• **Assignment**
Determine how many lines in the records hold "unique", then give that number by itself.

• **Data records**

PR #2451, opened 2024-01-07
File upload improvements

### LINKED ISSUE #1595: Upload Path Randomness
Is there a specific security or practical reason that the component before the file name of an upload path is random? The variable names in `uploaders.py` seem to indicate that at some point this was a hash sum of the file (`md5hash`).

I ask because I'm trying to implement an automated CTF management tool which can synchronize a CTFd instance with a local configuration (defined in YAML files). The challenge definitions define file names/paths to upload, but there's no way for me to quickly check whether a file has changed, which makes it difficult to implement the sync logic.

Currently my only options are:

1. Assume the file is dirty and always delete/re-upload
2. Assume the file is clean if it exists, and require a separate option to force re-uploading.

In case one, this makes synchronizing the entire platform always take a long time (due to deleting/re-uploading every challenge attachment). Option two requires the user to remember if/when files are changed. In a distributed development environment, it would be great to allow developers to push changes to the CTFd configuration and an admin to simply synchronize the configuration.

I'm open to running a local fork of CTFd for my use-case, but I wanted to make sure there wasn't a serious reason it was implemented in this way before I just decided to change it. Thanks!

ColdHeat:
* Calculate a files sha1sum on upload for future local change detection purposes
* Allow clients to control the location of an uploaded file
* Adds the optional path field to the Uploaders class to control where files get uploaded to
* Closes #1595

### DIFF
--- a/CTFd/api/v1/files.py
+++ b/CTFd/api/v1/files.py
@@ -90,10 +90,25 @@ class FilesList(Resource):
         # challenge_id
         # page_id
 
+        # Handle situation where users attempt to upload multiple files with a single location
+        if len(files) > 1 and request.form.get("location"):
+            return {
+                "success": False,
+                "errors": {
+                    "location": ["Location cannot be specified with multiple files"]
+                },
+            }, 400
+
         objs = []
         for f in files:
             # uploads.upload_file(file=f, chalid=req.get('challenge'))
-            obj = uploads.upload_file(file=f, **request.form.to_dict())
+            try:
+                obj = uploads.upload_file(file=f, **request.form.to_dict())
+            except ValueError as e:
+                return {
+                    "success": False,
+                    "errors": {"location": [str(e)]},
+                }, 400
             objs.append(obj)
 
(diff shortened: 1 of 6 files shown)


ColdHeat:
Reverted the unique constraint b/c uniqueness on a text column (or long varchar) in MySQL can only guarantee uniqueness of a certain length. This length seems to be either 191 chars or 767 chars. I did not validate the limit but in either situation given the existing column type it's not enough. 

I would be okay with limiting to 767 chars but we would need to make sure any existing paths don't go over that limit.

I think the true solution is to store location as a _location field as well as a _hash field and have _hash be a unique hash of the _location string. That involves more work and I don't think it's particularly necessary here. Even if there's a duplicate path CTFd will just get the first result when querying the DB.

ColdHeat:
@MilyMilo We can use the changes here to help ctfcli to determine if a file upload needs to be done or not. Also with uploading files that we want to have a guaranteed name.

PR #2462, opened 2024-01-29
Using same base image for both build and release stages

khiemdoan:


ColdHeat:
Good catch, thank you!

PR #2487, opened 2024-03-06
use pycountry to replace self-generated country list

mudongliang:


mudongliang:
This is a simple comparison script - https://gist.github.com/mudongliang/e4dbd960678502ce981dfd8f79e19e67

There are many differences between self-generated country list and pycountry iso standard database.

mudongliang:
BTW, I don't quite understand this error message. Shall I migrate this PR to other branches?

ColdHeat:
The most important one is just the linting errors. You just need to run `isort` and `black`. See the lint command in the Makefile. 

But I can clean up the PR once it's decided this is the approach to take. 

If you look at the output from your script many of the discrepancies are minor (just an ampersand). In other situations, the difference is a matter of verbosity. For example `"Congo - Kinshasa" is different from "Congo, The Democratic Republic of the"`. I think the first one is better than the second. 

Is there a cleaner list in pycountry that isn't so verbose?

mudongliang:
https://github.com/pycountry/pycountry/blob/main/src/pycountry/databases/iso3166-1.json

This is the country list json file in pycountry.

mudongliang:
> The most important one is just the linting errors. You just need to run `isort` and `black`. See the lint command in the Makefile.

I just check this with pylint in my local workspace. Will check this later

PR #2488, opened 2024-03-06
Fix json flag hint import in Challenge CSV

ColdHeat:
* Fix issues where types which we did not want to accept as JSON were being processed as JSON in Challenge CSVs


ColdHeat:
@bkimminich this change now forces all JSON flags/hints to be a list of dictionaries. Unsure if you ever got the chance to implement this into the juice shop ctf cli tool but you may need to update it if so.

PR #2491, opened 2024-03-09
Assets.js: add optional defer option

erdnaxe:
When creating custom templates, it can be useful to include some JavaScript code without `defer`. For example, in the case of a Bootstrap template this is needed to load a dark mode selector before showing the page (to prevent white/dark flickering).

Currently the only solution to remove defer is:
```diff
-  {{ Assets.js("assets/js/color_mode_switcher.js") }}
+  <script src="{{ Assets.file("assets/js/color_mode_switcher.js") }}"></script>
```
This pull request proposes to add an optional parameter "defer" to `Assets.js` to be able to write:
```diff
-  {{ Assets.js("assets/js/color_mode_switcher.js") }}
+  {{ Assets.js("assets/js/color_mode_switcher.js", defer=False) }}
```

### DIFF
--- a/CTFd/constants/assets.py
+++ b/CTFd/constants/assets.py
@@ -16,20 +16,21 @@ class _AssetsWrapper:
         )
         return get_asset_json(path=manifest)
 
-    def js(self, asset_key, theme=None):
+    def js(self, asset_key, theme=None, defer=True):
         if theme is None:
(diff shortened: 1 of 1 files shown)


ColdHeat:
I like this change, thanks for the PR!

• **Answer area**
2